My Baptism – part II

March 2, 2009

Part II please scroll down to read part 1 or this won’t make sense
Okay, tell me this picture doesn’t look like a Water Buffalo coming up for air! It does too!


Once I had come to the place where I was ready to say yes to Orthodoxy, I knew I wanted to be baptized. Now, I’ve been in the church for over 50 years so this was no small thing for me. I awoke the morning of and I was full of anticipation and nervousness. I was looking forward to the fulfillment of what I had come to understand yet I was nervous because I knew my disability would mean I’d have to be helped in and out of the Font.  But more than that it meant everyone was going to see my skinny white legs! That’s right, all the truth of the history of the Church and my pride was fighting all the way, but I wasn’t going to allow anything to interfere with what was about to happen: I was about to die.

One of the things I love so much about Orthodoxy, is that nothing is done without purpose. One of the things that irritates me most about Orthodoxy, is that nothing is done without purpose. Sometimes you just want to scream: “Okay, let’s lighten it up a bit!” But I am so glad we don’t. The richness and depth of my baptism service exposed the very reasons I had despised it for so many years. It wasn’t simply a public show of my commitment to follow Jesus; it wasn’t merely following his example, an identification, it was confirmation. It said, I’m moving from one world view to another, It said my world view is dead and now the life I have is hidden, in Christ, with God! And just as Joshua led Israel through the Jordan to new life, so the Font is entrance into the new life, the very life of God poured out. When Father Patrick asked if I renounced Satan and told me to spit on him, I wanted to haug-a-luegy and splat it on the wall. Graphic yes, but o’ so true.

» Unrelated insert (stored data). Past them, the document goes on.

Issue #12008, opened 2025-06-24
kfp metadata-writer crashes with "Too large resource version" on on-prem Kubernetes 1.32.1 / etcd 3.5.9 cluster


keshabamahapatra:
### Environment

*  How did you deploy Kubeflow Pipelines (KFP)?
    Installed using manifests Link (https://github.com/kubeflow/manifests/tree/v1.10.1)

*  KFP version: 
    pipeline:2.5.0 

To find the version number, See version number shows on bottom of KFP UI left sidenav. -->
*  KFP SDK version: 
    2.11.0

### Steps to reproduce

I recently installed Kubeflow (Version kubeflow-v-1-10-1) on On-Prem Kubernetes Cluster, getting error pipeline metadata-writer pod.
It keep crashing with the below error messages.

kubectl -n kubeflow get pods metadata-writer-69fb57bdc-v5tzl
NAME                              READY   STATUS             RESTARTS       AGE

When I came out of the water, and I know this sounds corny, what I felt most, was clean. For perhaps the first time in my entire Christian experience I felt clean and I felt NEW, and I didn’t care about my skinny white legs or the fact that I looked like a Water Buffalo, I just felt clean. As a boy I was a responder. By that I mean that If I were in church and an altar call was given, I was there. My Mother often questioned my apparent need to “go forward”, but go I would. Growing up as a Puerto Rican I have always joked that I was born under two signs: the first is Rice and Beans, we had them almost every night when I was a boy, not because we had too but because we loved them. The second was guilt. This guilt was always with me, it was the proverbial backpack I carried on every journey and took on every step of life. It never left me and my actions up until that day had done nothing but make that backpack heavier and heavier. But when I left that Font, I was light and I knew for perhaps the first time in my entire life that I was loved and that God…God was good. How I can say something like that after having been in the church for 50 plus years and having been a worship pastor makes no earthly sense, but since that day I feel as if I have been given a blank spreadsheet. (That’s for my wife) It is no longer filled with columns of negative numbers. I can’t explain in a deep enough sense what a new life feels like. As we all walked around the Font singing “as many as are baptized into Christ have put on Christ” I wanted to fall down in worship, and later as we all together took the Body and Blood for the first time, I felt the same thing I have felt every time since then: nothing has ever tasted so sweet.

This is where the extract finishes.